Stored items:
PR #3377, opened 2022-10-31
change prometheus disk usage query

garcialuis:

This PR changes the prometheus query for disk usage so that it shows the usage per instance and device.
Prior to this change the disk usage graph would should a spike when a new device was mounted and was not as useful. 

Fixes #
[SC-50066](https://app.shortcut.com/replicated/story/50066/kots-disk-usage-reports-a-total-of-all-filesystems-mounted)

The disk usage graph now shows each device and what instance they are in:
Screen Shot 2022-10-31 at 10 06 59 AM

## Steps to reproduce

1. Use a cluster with Prometheus and KOTS
2. Add and mount a device to the instance
3. Inspect the disk usage graph, it should show the instance-device

Additional nodes can be joined to see metrics from different instances, the picture above is from a 2 node cluster.

```release-note
Updates prometheus query to show disk usage by instance and mount point.
```

NONE

### DIFF
--- a/pkg/version/metrics.go
+++ b/pkg/version/metrics.go
@@ -56,12 +56,12 @@ var (
 			Title: "Disk Usage",
 			Queries: []kotsv1beta1.MetricQuery{
 				{
-					Query:  `sum(node_filesystem_size_bytes{job=~"node-exporter|kubernetes-service-endpoints",fstype!="",instance!=""} - node_filesystem_avail_bytes{job=~"node-exporter|kubernetes-service-endpoints",fstype!="",instance!=""}) by (instance)`,
-					Legend: "Used: {{ instance }}",
+					Query:  `node_filesystem_size_bytes{fstype=~"ext4|xfs",instance!="",job=~"node-exporter|kubernetes-service-endpoints"} - node_filesystem_avail_bytes{fstype=~"ext4|xfs",instance!="",job=~"node-exporter|kubernetes-service-endpoints"}`,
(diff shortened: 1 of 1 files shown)


pkg/version/metrics.go
```diff
@@ -56,12 +56,12 @@ var (
 			Title: "Disk Usage",
 			Queries: []kotsv1beta1.MetricQuery{
 				{
-					Query:  `sum(node_filesystem_size_bytes{job=~"node-exporter|kubernetes-service-endpoints",fstype!="",instance!=""} - node_filesystem_avail_bytes{job=~"node-exporter|kubernetes-service-endpoints",fstype!="",instance!=""}) by (instance)`,
-					Legend: "Used: {{ instance }}",
+					Query:  `node_filesystem_size_bytes{fstype=~"ext4|xfs",instance!="",job=~"node-exporter|kubernetes-service-endpoints"} - node_filesystem_avail_bytes{fstype=~"ext4|xfs",instance!="",job=~"node-exporter|kubernetes-service-endpoints"}`,
```
divolgin, line 59: How about having these 4 on the list: BTRFS, ZFS, XFS, EXT4?

Another option is to have the exclude list based on this: https://github.com/replicatedhq/kURL/blob/738f82e486f8864b5dc85573db72a27dcbd3a7cc/addons/collectd/v5/collectd.conf#L24-L32

garcialuis: Thanks, I added the two that were missing: btrfs and zfs

divolgin (approved):

PR #3380, opened 2022-11-01
fix license expiration check in UI

cbodonnell:

This PR fixes an issue where customer licenses were not showing as expired in the UI, but when an end user tried to fetch updates, it would fail with a message indicating that the license was expired.  Additionally, it fixes an issue where the UTC expiration time of the license was being compared against the local time, so it made for an inconsistent comparison. This PR changes this so that the UTC time on the license is compared against the current UTC time.

When syncing license in KOTS (before):
kots-license-expiration-before

Checking for updates:
kots-ui-license-expired

After this PR, the UI will properly display if the license is expired after syncing:

kots-license-expiration-after

Fixes [SC-59063](https://app.shortcut.com/replicated/story/59063/can-t-check-for-updates-because-license-is-expired-but-neither-the-admin-console-nor-vendor-portal-says-it-is-expired-yet)

## Steps to reproduce

* Create or update a license in vendor portal with expiration set to today
* Observe that license does not show expired once license is synced
* Try to install or fetch updates with that license

```release-note
Fixes an issue where licenses were not showing as expired in the **License** tab, but would fail when checking for updates with the message "License is expired".
```

### DIFF
--- a/web/src/utilities/utilities.test.js
+++ b/web/src/utilities/utilities.test.js
@@ -1,0 +1,17 @@
+import { Utilities } from "./utilities";
+
+describe("Utilities", () => {
+  describe("checkIsDateExpired", () => {
+    it("should return true if date is expired", () => {
+      const date = new Date().setMinutes(new Date().getMinutes() - 1);
+      const timestamp = new Date(date).toISOString();
+      expect(Utilities.checkIsDateExpired(timestamp)).toBe(true);
+    });
+
+    it("should return false if date is not expired", () => {
+      const date = new Date().setHours(new Date().getHours() + 1);
+      const timestamp = new Date(date).toISOString();
+      expect(Utilities.checkIsDateExpired(timestamp)).toBe(false);
+    });
+  });
+});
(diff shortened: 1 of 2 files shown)


web/src/utilities/utilities.test.js
```diff
@@ -0,0 +1,17 @@
...
+      expect(Utilities.checkIsDateExpired(timestamp)).toBe(true);
+    });
+
+    it("should return false if date is not expired", () => {
+      const date = new Date().setHours(new Date().getHours() + 1);
+      const timestamp = new Date(date).toISOString();
+      expect(Utilities.checkIsDateExpired(timestamp)).toBe(false);
+    });
+  });
+});
```
cbodonnell, line 17: This test will fail on main branch:
```
    expect(received).toBe(expected) // Object.is equality

    Expected: true
    Received: false

       6 |       const date = new Date().setMinutes(new Date().getMinutes() - 1);
       7 |       const timestamp = new Date(date).toISOString();
    >  8 |       expect(Utilities.checkIsDateExpired(timestamp)).toBe(true);
         |                                                       ^
       9 |     });
      10 |
      11 |     it("should return false if date is not expired", () => {

      at Object.toBe (src/utilities/utilities.test.js:8:55)
```

rianfowler (approved):

PR #3383, opened 2022-11-02
add poll for apps in helm install component

rianfowler:
- redirect from helm install page if there is an app installed 

https://app.shortcut.com/replicated/story/60232/the-install-with-helm-screen-should-automatically-redirect-to-apps-page-when-a-chart-is-installed

with your kots install in helm mode, you can just navigate directly to /install-with-helm to test the redirect behavior. 

```release-note
- fixes an issue where kots would not redirect from `/install-with-helm` automatically after an application is installed 
```

none

### DIFF
--- a/web/src/features/AddNewApp/components/InstallWithHelm.tsx
+++ b/web/src/features/AddNewApp/components/InstallWithHelm.tsx
@@ -1,6 +1,17 @@
+import { useApps } from "@features/App";
 import React from "react";
+import { useHistory } from "react-router";
 
 function InstallWithHelm() {
+  // TODO: // move this into a routes component
+  // poll for apps data and redirect if app is installed
+  const { apps } = useApps({ refetchInterval: 2000 }).data || {};
+  const history = useHistory();
+
+  if (apps && apps?.length > 0) {
+    history.push("/apps");
+  }
+
   return (
     <div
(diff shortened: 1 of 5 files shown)


web/src/features/AddNewApp/components/InstallWithHelm.tsx
```diff
@@ -1,6 +1,17 @@
...
 function InstallWithHelm() {
+  // TODO: // move this into a routes component
+  // poll for apps data and redirect if app is installed
+  const { apps } = useApps({ refetchInterval: 2000 }).data || {};
+  const history = useHistory();
+
+  if (apps && apps?.length > 0) {
+    history.push("/apps");
+  }
+
```
rianfowler, line 14: pretty simple change here

web/src/features/App/api/useLicense.ts
```diff
@@ -26,7 +26,7 @@ function useLicenseWithIntercept() {
         return x;
       },
       (error) => {
-        if (error.response.status === 401) {
+        if (error?.response?.status=== 401) {
```
rianfowler, line 29: was getting a lot of console log noise from this from the cors errors. I think I fixed all of them.

rianfowler:
I'm updating the `helm-managed` suite by removing the step that manually navigates to the app page.

miaawong (approved):

PR #3386, opened 2022-11-03
Rianfowler/sc 59398/remove withRouter from UploadLicenseFile

rianfowler:
- removes `withRouter` from `UploadLicenseFile` and replaces with hooks from react-router
- `withRouter` is deprecated in react-router 6.0

none-refactor 

none


web/src/components/UploadLicenseFile.tsx
```diff
@@ -0,0 +1,683 @@
+import React, { useEffect, useReducer } from "react";
+import { useHistory } from "react-router";
+import { Link } from "react-router-dom";
+import { KotsPageTitle } from "@components/Head";
+// TODO: upgrade this dependency
+// @ts-ignore
+import Dropzone from "react-dropzone";
```
rianfowler, line 7: I tried adding the `@types` but I started getting a bunch of errors. I think we might be using this component the wrong way.

web/src/components/UploadLicenseFile.tsx
```diff
@@ -0,0 +1,683 @@
...
+                <CodeSnippet
+                  language="bash"
+                  canCopy={true}
+                  onCopyText={
+                    <span className="u-textColor--success">
+                      Command has been copied to your clipboard
+                    </span>
+                  }
+                >
+                  {typeof licenseExistErrData === "string"
```
rianfowler, line 663: added a type guard here. we will need to make sure we refactor this kind of thing out. shouldn't be assigning strings and objects to the same variable.

web/src/components/apps/AppLicense.tsx
```diff
@@ -157,15 +157,19 @@ const AppLicenseComponent = (props: Props) => {
     const airgapLicense = await yaml.safeLoad(contentStr);
     const { appLicense } = state;
 
-    if (airgapLicense.spec?.licenseID !== appLicense?.id) {
+    // TODO: FIX THIS
+    // @ts-ignore
+    if (airgapLicense?.spec?.licenseID !== appLicense?.id) {
```
rianfowler, line 162: dunno how this got in. going to standardize the makefiles / linting commands next week so hopefully that will block these kinds of things during PR checks

miaawong: what is the error?

web/src/components/UploadLicenseFile.tsx
miaawong: are you referring to the `js-yaml` package?

miaawong (approved):

web/src/components/apps/AppLicense.tsx
rianfowler: the type returned by `TextDecoder` is not the type that `yaml.safeLoad` expects. I'm not sure what any of this is so I'm avoiding changing it for now. 

```
 const content: any = await getFileContent(files[0]);
    const contentStr = new TextDecoder("utf-8").decode(content);
    const airgapLicense = await yaml.safeLoad(contentStr);
    const { appLicense } = state;

    if (airgapLicense.spec?.licenseID !== appLicense?.id) {
    // TODO: FIX THIS
    // @ts-ignore
    if (airgapLicense?.spec?.licenseID !== appLicense?.id) {
```

web/src/components/UploadLicenseFile.tsx
rianfowler: I was able to add the types for that one and get it to work but `Dropzone` is like ten versions behind.

PR #3407, opened 2022-11-10
Fix logout redirect 2

rianfowler:
- kots occasionally redirects from the snapshot restore page to the login page
- See [this](https://replicated.slack.com/archives/C02TQTV9G2V/p1667504115509199?thread_ts=1667502472.595329&cid=C02TQTV9G2V) thread

Fixes # https://app.shortcut.com/replicated/story/61561/kots-occasionally-redirects-from-restore-success-page

```release-note
- fixes an issue where kots would automatically redirect to the login page from the Snapshot Restore Complete page
```

NONE


web/src/components/snapshots/AppSnapshotRestore.jsx
```diff
@@ -333,8 +326,7 @@ class AppSnapshotRestore extends Component {
     }
 
     if (restoreCompleted && hasNoErrorsOrWarnings) {
-      this.logOutUser();
-      this.props.history.push("/restore-completed");
+      Utilities.logoutUser(null, { snapshotRestore: true });
```
rianfowler, line 329: Previously this was using it's own logout command that did basically the same thing as the utility. I got rid of that and swapped in the utility.

web/src/utilities/utilities.js
```diff
@@ -700,8 +700,11 @@ export const Utilities = {
       window.localStorage.removeItem("session_roles");
     }
 
-    if (window.location.pathname !== "/secure-console") {
-      window.location = "/secure-console";
+    const redirectPath = options?.snapshotRestore
+      ? "/restore-complete"
+      : "/secure-console";
```
rianfowler, line 705: Kots is not set up to go anywhere but the login page when the user is not authed. This is a hacky way to support another route. Basically if the user is logged out it will redirect to the `/restore-complete` page when `options.snapshotRestore` is passed in.

Future state I think this should be in a top level routes definition file similarly to how BPR does it. The top level routes file uses any state necessary to make routing decisions: 

https://github.com/alan2207/bulletproof-react/blob/master/src/routes/index.tsx

We have similar functionality but we need to isolated it like this.

rianfowler:
Need to merge this testim branch in at the same time: https://app.testim.io/#/project/wpYAooUimFDgQxY73r17/branch/fix-logout-redirect-2/test/3KsnsQNZ2U4cpbxQ/step/UPXyiw0G2Z5dLWIu?result-id=abzOMOKobxOsXMWP&shared-step-instance=false&path=UPXyiw0G2Z5dLWIu

web/src/utilities/utilities.js
```diff
@@ -700,8 +700,11 @@ export const Utilities = {
       window.localStorage.removeItem("session_roles");
     }
 
-    if (window.location.pathname !== "/secure-console") {
-      window.location = "/secure-console";
+    const redirectPath = options?.snapshotRestore
+      ? "/restore-completed"
+      : "/secure-console";
+    if (window.location.pathname !== redirectPath) {
+      window.location = redirectPath;
```
rianfowler, line 707: Kots is not set up to go anywhere but the login page when the user is not authed. This is a hacky way to support another route. Basically if the user is logged out it will redirect to the /restore-complete page when options.snapshotRestore is passed in.

Future state I think this should be in a top level routes definition file similarly to how BPR does it. The top level routes file uses any state necessary to make routing decisions like useAuth in this example:

https://github.com/alan2207/bulletproof-react/blob/master/src/routes/index.tsx

We have similar functionality but we need to isolated it like this.

sgalsaleh (approved):

PR #3418, opened 2022-11-11
add typechecks to SupportBundleRow

rianfowler:
- Adds typechecks to SupportBundleRow

none

<!--
none


web/package.json
```diff
@@ -39,6 +39,7 @@
     "@testing-library/jest-dom": "^5.16.5",
     "@testing-library/react": "^13.3.0",
     "@testing-library/react-hooks": "^8.0.1",
+    "@types/downloadjs": "1.4",
```
rianfowler, line 42: this needs to be upgraded but i'm just adding the types for now.

web/src/components/troubleshoot/SupportBundleRow.tsx
```diff
@@ -1,44 +1,59 @@
...
 
-class SupportBundleRow extends React.Component {
-  state = {
-    downloadingBundle: false,
-    downloadBundleErrMsg: "",
-    errorInsights: [],
-    warningInsights: [],
-    otherInsights: [],
-  };
+let percentage: number;
```
rianfowler, line 19: this was being used as a string and number with math. instead of having the type flip and and forth i opted to make it a number, refactor the places where the type was swapping and use `.toString()` where it's actually displayed.

web/src/components/troubleshoot/SupportBundleRow.tsx
```diff
@@ -1,44 +1,59 @@
...
-    // const sharedIds = bundle.teamShareIds || [];
-    // const isShared = sharedIds.length;
-    // let shareContext;
-
-    // if (notSameTeam) {
-    //   shareContext = <span className="u-marginLeft--normal u-fontSize--normal u-textColor--success">Shared by <span className="u-fontWeight--bold">{bundle.teamName}</span></span>
-    // } else if (isSameTeam && isShared) {
-    //   shareContext = <span className="u-marginLeft--normal u-fontSize--normal u-fontWeight--medium u-textColor--secondary">Shared with Replicated</span>
-    // }
-    // return shareContext;
```
rianfowler, line 41: this is 3 years old so i think we can safely delete it

web/src/components/troubleshoot/SupportBundleRow.tsx
```diff
@@ -1,44 +1,59 @@
...
+
+class SupportBundleRow extends React.Component<Props, State> {
+  constructor(props: Props) {
+    super(props);
+
+    this.state = {
+      downloadingBundle: false,
+      sendingBundle: false,
+    };
+  }
```
rianfowler, line 50: added a constructor and removed all of the non boolean default values since they complicate the type definition.

web/src/components/troubleshoot/SupportBundleRow.tsx
```diff
@@ -165,11 +180,12 @@ class SupportBundleRow extends React.Component {
...
-  moveBar(progressData) {
+  moveBar(progressData: SupportBundleProgress) {
     const elem = document.getElementById("supportBundleStatusBar");
-    const calcPercent =
-      (progressData.collectorsCompleted / progressData.collectorCount) * 100;
-    percentage = calcPercent > 98 ? 98 : calcPercent.toFixed();
+    const calcPercent = Math.round(
+      (progressData.collectorsCompleted / progressData.collectorCount) * 100
+    );
+    percentage = calcPercent > 98 ? 98 : calcPercent;
```
rianfowler, line 188: - removed `.toFixed()` which is a number -> string conversion. this allows us to keep `percentage` as a number 
- replaced it with `Math.round` which always returns an integer

web/src/components/troubleshoot/SupportBundleRow.tsx
```diff
@@ -258,7 +274,7 @@ class SupportBundleRow extends React.Component {
                 onClick={() => this.handleBundleClick(bundle)}
               >
                 <div className="flex">
-                  {!this.props.isCustomer && bundle.customer ? (
```
rianfowler, line 261: as far as i can [tell](https://github.com/replicatedhq/kots/blob/939172d803075c2b79ad5d966f573c8e6df44175/pkg/supportbundle/types/types.go#L16-L36) there is no `customer` on the SupportBundle response. This comes straight off of the response and i didn't see anywhere where a customer was added to the response data by the FE code

web/src/components/troubleshoot/TroubleshootContainer.tsx
```diff
@@ -20,7 +20,7 @@ type State = {
   isGeneratingBundle: false;
   generateBundleErrMsg: string;
   loading: boolean;
-  bundleAnalysisProgress: Object;
+  bundleAnalysisProgress?: SupportBundleProgress;
```
rianfowler, line 23: i added this `SupportBundleProgress` type based off of the go types and just threw it on here since i was already looking at the file.

web/src/types/index.ts
```diff
@@ -139,6 +139,39 @@ export type ResourceStates = {
...
+  primary: string;
+  severity: string;
+};
+
+export type SupportBundleProgress = {
+  collectorCount: number;
+  collectorsCompleted: number;
+  message: string;
+};
+
```
rianfowler, line 174: all of this comes from the SupportBundle go types

web/src/components/troubleshoot/SupportBundleRow.tsx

What needs to be done:
Read the entries above, then pull out the lines that include "TODO".

Your solution:
+  // TODO: // move this into a routes component
+  // TODO: // move this into a routes component
+// TODO: upgrade this dependency
+    // TODO: FIX THIS
    // TODO: FIX THIS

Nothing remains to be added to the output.